[Stored data entries]
##############################

PR #207, opened 2023-01-03
make response serializable

VirgileZol:


nicolas-grekas:
This is not explicitly allowed by PSR-7, so doing that would enable building on a non-specified behavior, enabling tight-coupling to one specific implementation.

Instead, I'd advise not serializing PSR-7 objects directly.

An alternative course of action might be to add a test case to https://github.com/php-http/psr7-integration-tests/ and ensure that all major implementations agree on this behavior. That'd create a sort of de facto standard.

Please let us know if this happens.
Closing meanwhile.

PR #213, opened 2023-03-30
Encode userinfo (but don't double-encode)

### LINKED ISSUE #206: Filter Uri->withUserInfo() input
I have a login, which contains `@` in username and password. User info with this character is currently not encoded. I think there should be a `filterUserInfo()` method to correctly encode input as other with* methods do.

I checked other popular implementations and all of them do that:
- https://github.com/guzzle/psr7/blob/67c26b443f348a51926030c83481b85718457d3d/src/Uri.php#L436-L439
- https://github.com/slimphp/Slim-Psr7/blob/7e7e63e3b624ed07bde14fbd9f91ab8904402375/src/Uri.php#L174-L177
- https://github.com/laminas/laminas-diactoros/blob/6028af6c3b5ced4d063a680d2483cce67578b902/src/Uri.php#L275-L278

Most accurate seem to be guzzle and laminas implementations which do this:

```php
    private function filterUserInfo($userInfo): string
    {
        if (!is_string($userInfo)) {
            throw new \InvalidArgumentException('User info must be a string');
        }

        return preg_replace_callback(
            '/(?:[^%' . self::CHAR_UNRESERVED . self::CHAR_SUB_DELIMS . ']+|%(?![A-Fa-f0-9]{2}))/',
            [$this, 'rawurlencodeMatchZero'],
            $userInfo
        );
    }
```

Only difference is in laminas/laminas-diactoros which also checks for invalid UTF-8 characters

nicolas-grekas:
Fix #206

Yes, this is unspecified by the PSR, but the current behavior produces broken URLs, and other mainstream implementations do the same: encoding characters that must be, while preventing double-encoding. I think this makes sense. It's more useful than an exception.

### DIFF
--- a/composer.json
+++ b/composer.json
@@ -27,6 +27,7 @@
         "symfony/error-handler": "^4.4"
     },
     "provide": {
+        "php-http/message-factory-implementation": "1.0",
         "psr/http-message-implementation": "1.0",
         "psr/http-factory-implementation": "1.0"
     },
--- a/src/Uri.php
+++ b/src/Uri.php
@@ -144,9 +144,9 @@ class Uri implements UriInterface
 
     public function withUserInfo($user, $password = null): self
     {
-        $info = $user;
+        $info = \rawurlencode(\rawurldecode($user));
         if (null !== $password && '' !== $password) {
-            $info .= ':' . $password;
+            $info .= ':' . \rawurlencode(\rawurldecode($password));
         }
 
         if ($this->userInfo === $info) {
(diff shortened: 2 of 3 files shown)


dbu:
if i understand correctly, PSR7 is a bit underspecified in that regard. would it be possible to amend PSR-7 to make it the official behaviour? maybe with a SHOULD for the current version and a MUST for a new major version?

nicolas-grekas:
That could be a path forward for PSR-7 yes @dbu. For now, I'm advising ppl to contribute these edge cases to https://github.com/php-http/psr7-integration-tests/. Like with https://github.com/php-cache/integration-tests/, this would give a reference test suite to validate implementations, and spot+define behaviors for unspecified cases.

##############################

- What you are asked to do
Every entry must come back exactly as written above.

- Response below
PR #207, opened 2023-01-03
make response serializable

VirgileZol:


nicolas-grekas:
This is not explicitly allowed by PSR-7, so doing that would enable building on a non-specified behavior, enabling tight-coupling to one specific implementation.

Instead, I'd advise not serializing PSR-7 objects directly.

An alternative course of action might be to add a test case to https://github.com/php-http/psr7-integration-tests/ and ensure that all major implementations agree on this behavior. That'd create a sort of de facto standard.

Please let us know if this happens.
Closing meanwhile.

PR #213, opened 2023-03-30
Encode userinfo (but don't double-encode)

### LINKED ISSUE #206: Filter Uri->withUserInfo() input
I have a login, which contains `@` in username and password. User info with this character is currently not encoded. I think there should be a `filterUserInfo()` method to correctly encode input as other with* methods do.

I checked other popular implementations and all of them do that:
- https://github.com/guzzle/psr7/blob/67c26b443f348a51926030c83481b85718457d3d/src/Uri.php#L436-L439
- https://github.com/slimphp/Slim-Psr7/blob/7e7e63e3b624ed07bde14fbd9f91ab8904402375/src/Uri.php#L174-L177
- https://github.com/laminas/laminas-diactoros/blob/6028af6c3b5ced4d063a680d2483cce67578b902/src/Uri.php#L275-L278

Most accurate seem to be guzzle and laminas implementations which do this:

```php
    private function filterUserInfo($userInfo): string
    {
        if (!is_string($userInfo)) {
            throw new \InvalidArgumentException('User info must be a string');
        }

        return preg_replace_callback(
            '/(?:[^%' . self::CHAR_UNRESERVED . self::CHAR_SUB_DELIMS . ']+|%(?![A-Fa-f0-9]{2}))/',
            [$this, 'rawurlencodeMatchZero'],
            $userInfo
        );
    }
```

Only difference is in laminas/laminas-diactoros which also checks for invalid UTF-8 characters

nicolas-grekas:
Fix #206

Yes, this is unspecified by the PSR, but the current behavior produces broken URLs, and other mainstream implementations do the same: encoding characters that must be, while preventing double-encoding. I think this makes sense. It's more useful than an exception.

### DIFF
--- a/composer.json
+++ b/composer.json
@@ -27,6 +27,7 @@
         "symfony/error-handler": "^4.4"
     },
     "provide": {
+        "php-http/message-factory-implementation": "1.0",
         "psr/http-message-implementation": "1.0",
         "psr/http-factory-implementation": "1.0"
     },
--- a/src/Uri.php
+++ b/src/Uri.php
@@ -144,9 +144,9 @@ class Uri implements UriInterface
 
     public function withUserInfo($user, $password = null): self
     {
-        $info = $user;
+        $info = \rawurlencode(\rawurldecode($user));
         if (null !== $password && '' !== $password) {
-            $info .= ':' . $password;
+            $info .= ':' . \rawurlencode(\rawurldecode($password));
         }
 
         if ($this->userInfo === $info) {
(diff shortened: 2 of 3 files shown)


dbu:
if i understand correctly, PSR7 is a bit underspecified in that regard. would it be possible to amend PSR-7 to make it the official behaviour? maybe with a SHOULD for the current version and a MUST for a new major version?

nicolas-grekas:
That could be a path forward for PSR-7 yes @dbu. For now, I'm advising ppl to contribute these edge cases to https://github.com/php-http/psr7-integration-tests/. Like with https://github.com/php-cache/integration-tests/, this would give a reference test suite to validate implementations, and spot+define behaviors for unspecified cases.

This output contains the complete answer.